### Recorded information
——

PR #1618, opened 2026-05-29
Fix chat continuation failing on models that reject assistant-prefill

threepointone:
## Summary

When a chat turn is interrupted mid-stream (e.g. by a deploy) and recovery
continues it, `continueLastTurn` replays a transcript whose **final message is
the partial assistant message** — an "assistant prefill". Modern chat models
reject a request that ends in an assistant message, so the continuation throws
and the turn is left interrupted.

- **Anthropic Claude 4.6+** (Opus 4.6/4.7, **Sonnet 4.6**) returns a **400**:
  `This model does not support assistant message prefill. The conversation must
  end with a user message.` (Anthropic's own migration guidance: *"move the
  continuation text into a user message"*.)
- **Kimi 2.6 (Workers AI)** tolerates it (responds normally) — so this is
  model-specific, and bites the modern Anthropic models the customer runs.

## Fix

`ensureValidContinueCheckpoint(messages)` appends an ephemeral user "continue"
checkpoint whenever a model request would otherwise end in an assistant message.
It is applied to `finalMessages` in `_runInferenceLoop` (after `beforeTurn`, so
subclass message overrides are protected too), shapes **only the model request**,
and is never persisted to the transcript.

Auto-continuation after a tool call is unaffected: that transcript ends in a
tool-role (user-side) message, not an assistant message.

`@cloudflare/ai-chat` is not affected — there the user's `onChatMessage` builds
the model request; Think is the one that assembles and calls the model in
`_runInferenceLoop`.

## Reproduction

The `examples/deploy-churn` harness gains `/probe/trailing-{user,assistant}`
routes (Workers AI default; `?provider=anthropic&model=claude-sonnet-4-6`):
- Kimi 2.6: trailing-assistant → `ok` (no repro).
- Anthropic Sonnet 4.6: trailing-assistant → `AI_APICallError` (the 400 above).

Findings are logged in `examples/deploy-churn/INVESTIGATION.md`.

## Test

New deterministic regression test in `think-session.test.ts`
("continuation does not replay a trailing assistant message (assistant
prefill)") uses a mock model that rejects a trailing-assistant prompt. It
**fails without the fix** (`expected 'assistant' not to be 'assistant'`) and
passes with it.

## Test plan

- [x] `npm run test -w @cloudflare/think` — 432 pass (incl. new test)
- [x] Confirmed the new test fails without the fix and passes with it
- [x] lint + typecheck
- [x] Live repro via `examples/deploy-churn` against Kimi 2.6 and Anthropic Sonnet 4.6
- [ ] CI green

## Follow-up (not in this PR)

Interrupted turns can still look "frozen" on the client after a WS reconnect
storm — but that is a separate **hydration** gap (terminal/recovery status is
broadcast transiently and not replayed on reconnect), tracked separately in
`INVESTIGATION.md`. Companion to the recovery fixes in #1615 and #1617.


threepointone:
/bonk can you run the formatter on INVESTIGATION.md and commit it and push it?

threepointone:
/bonk just run `npm run format` in the root, you'll see it'll format that file. thn commit and push it.

PR #1621, opened 2026-05-30
Persist settled tool results durably so recovery never re-runs completed tool calls

threepointone:
## Summary

Under deploy churn, recovery could re-run **already-completed tool calls** (the customer observed byte-identical duplicate, non-idempotent INSERTs — a whole message's tool calls rolling back, not just the interrupted step).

——

### Exercise prompt
Count the lines of the material above that contain "fails"; your reply is that number and no more.

### Solution to this exercise
2